Salah satu yang didalami dalam uji balistik tersebut adalah sebaran pengenaan peluru. Namun, saat ditanya Jawa Pos bagaimana sebarannya, sudut peluru, dan proyektil yang ditemukan, Dedi menjawab belum bisa disebutkan. ”Ini baru kali pertama uji balistik. Nanti akan diumumkan secara komprehensif. Sabar ya,” jelasnya.

Terdapat dua senjata yang digunakan dalam penembakan di rumah tersebut, yakni Glock 17 dan HS 16. Versi polisi, Bharada E menggunakan Glock 17 dan Brigadir Yosua disebut membawa HS 16. ”Nanti Dirtipidum akan melakukan langkah-langkah selanjutnya setelah uji balistik,” ucap Dedi.

Saat ditanya soal banyaknya temuan yang berbeda dengan pernyataan Polri di awal kasus, Dedi menyatakan bahwa kesimpulan akhir akan disampaikan timsus. ”Timsus nanti itu ya, terima kasih,” katanya seraya menjauh dari media.

Sementara itu, Jawa Pos kemarin mewawancarai beberapa ahli forensik untuk mendapat informasi tentang proses otopsi. Terutama terkait pernyataan kuasa hukum keluarga Yosua yang menyebutkan bahwa jaringan otak Yosua berpindah dari kepala ke dalam dada. Selain itu, organ pankreas Yosua disebut tidak ada.

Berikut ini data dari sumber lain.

Issue #173, opened 2018-04-26
Refactor the go constant with the unified mixed caps


yanghua:
suggested : `MaxLength`
Not suggested : `MAXLENGTH`, `MAX_LENGTH`
discuss refer to : [Go naming conventions for const
](https://stackoverflow.com/questions/22688906/go-naming-conventions-for-const)

claim it.

yanghua:
@drasko do you agree this?

yanghua:
@jpwhitemn @tsconn23 any idea?

drasko:
Yes.

drasko:
@yanghua here you go ;)

yanghua:
hi @jpwhitemn and @tsconn23 is issue will bring a big change, should it waiting for the refactor you are doing?

tsconn23:
@yanghua Don't start on this yet please.

PR #227, opened 2018-05-15
Relocated constants for service naming/keys

tsconn23:
Partially related to #173.

This will be used in the work for #182. Some global location holding the keys to services registered in Consul has to be available for all services. Instead of having the URL in a config file, the key will be in Consul and a dependent service has to know what to ask for. In other words, core-data needs to know core-metadata's key without referencing /core/metadata.


xmlviking:
Merging in issue_173 onto main.

Issue #225, opened 2018-05-15
ThingsBoard IoT export connector


jduranf:
We are starting to work in a export connector to allow EdgeX to export device data to [ThingsBoard](https://thingsboard.io/) using MQTT and a custom JSON format.
As MQTT is already implemented this connector will only imply add a new format to export-distro, maybe called FormatThingsBoardJSON.
If everything goes fine, we will have this connector implemented in just few days.
Please feel free to add any comment.

jpwhitemn:
This is great Joan.
 Going forward, we want to make the export distro more modular and scalable so that connectors like this will be easier to put together and also configurable for inclusion or exclusion at deployment time.  But for now, this helps extends EgdeX's reach to more cloud and enterprise platforms.

    On Tuesday, May 15, 2018, 6:50:43 AM CDT, Joan Duran <notifications@github.com> wrote:  
 
 
We are starting to work in a export connector to allow EdgeX to export device data to ThingsBoard using MQTT and a custom JSON format.
As MQTT is already implemented this connector will only imply add a new format to export-distro, maybe called FormatThingsBoardJSON.
If everything goes fine, we will have this connector implemented in just few days.
Please feel free to add any comment.

jpwhitemn:
Putting this in the Delhi Milestone, but if it is available for California - more better

Wanderzhd:
Hi Joan,

Thanks for adding in Thingsboard connector.

As to the format, if we want to send data to thingsboard, what's the format we need to set? thanks.
format: JSON or XML are your options at this time

jduranf:
As a format you must use `THINGSBOARD_JSON`

Wanderzhd:
Thank you Joan.

With below config, still failed to get any msg in ThingsBoard server side.  Any suggestion?
curl -X PUT -d '{
    "name":"1",
    "addressable":{
        "name":"ThingsBoard",
        "protocol":"tcp",
        "address":"52.80.40.46",
        "port":9000,
        "user":"boxing",
        "publisher":"EdgeXExportPublisher",
        "topic":"v1/devices/me/telemetry"
    },
    "format":"THINGSBOARD_JSON",
    "filter":{
        "deviceIdentifiers":["Random-Integer-Generator01"]
    },
    "enable":true,
    "destination":"MQTT_TOPIC"
}'

Wanderzhd:
After changed the topic to v1/gateway/telemetry, the issue resolved.

jduranf:
[...]

PR #238, opened 2018-05-18
Added export ThingsBoard JSON format

jduranf:
Related with issue #225 

More information about this JSON format:
https://thingsboard.io/docs/reference/gateway-mqtt-api/#telemetry-upload-api

### DIFF
--- a/export/distro/format.go
+++ b/export/distro/format.go
@@ -38,3 +38,34 @@ func (xmlTr xmlFormater) Format(event *models.Event) []byte {
 	}
 	return b
 }
+
+type thingsboardJSONFormater struct {
+}
+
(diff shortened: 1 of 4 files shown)


export/distro/format.go
```diff
@@ -38,3 +38,34 @@ func (xmlTr xmlFormater) Format(event *models.Event) []byte {
 	}
 	return b
 }
+
+type thingsboardJSONFormater struct {
```
tsconn23: Minor typo -- should have two "tt"s. thingsboardJSONFormatter

jduranf: Completely agree. But, should I fix all other "formater"?

feclare:
recheck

Dokter spesialis forensik dan medikolegal Dedi Suhendar menjelaskan, pemindahan organ, termasuk otak jenazah, biasanya dilakukan untuk mencegah kebocoran. Untuk tidak ditemukannya pankreas, terang dia, dalam otopsi biasanya organ diteliti lebih lanjut ke laboratorium. Namun, yang paling penting, treatment-treatment tersebut seharusnya tidak boleh mengubah hasil dari analisis kedokteran forensik. ”Organ diperiksa di laboratorium itu juga seharusnya untuk kepentingan memeriksa peristiwa yang terkait dengan jasad tersebut,” ujarnya.

Dikonfirmasi terpisah, dokter ahli forensik sekaligus Dekan FKIK Ukrida Jakarta Anton Castilani menjelaskan, otak merupakan organ tubuh yang paling mudah membusuk. Karena itu, dalam sebuah otopsi, sangat lazim bila otak ditaruh di perut. ”Karena saat membusuk nanti cairannya bisa bocor melewati hidung, mata, dan telinga. Itu tidak elok saat jenazah dilihat keluarga,” tutur dia.

Selanjutnya, untuk pankreas yang tidak ditemukan, Anton mengatakan bahwa karakter dan bentuk pankreas memang sulit ditemukan. ”Pankreas letaknya terbungkus di antara lipatan usus 12 jari. Ukuran pankreas juga kecil,” ujarnya.

Belum lagi, terkadang pankreas tertutup oleh lemak tubuh. Anton menerangkan, dokter bedah dan dokter yang belajar anatomi memang susah menemukan pankreas. ”Memang tidak selalu terlihat,” ucapnya.

Namun, bila organ tersebut diambil untuk kepentingan laboratorium, biasanya hanya sebagian. ”Sampel saja, diambil sedikit untuk tes mikroskopis misalnya,” tutur purnawirawan Polri tersebut.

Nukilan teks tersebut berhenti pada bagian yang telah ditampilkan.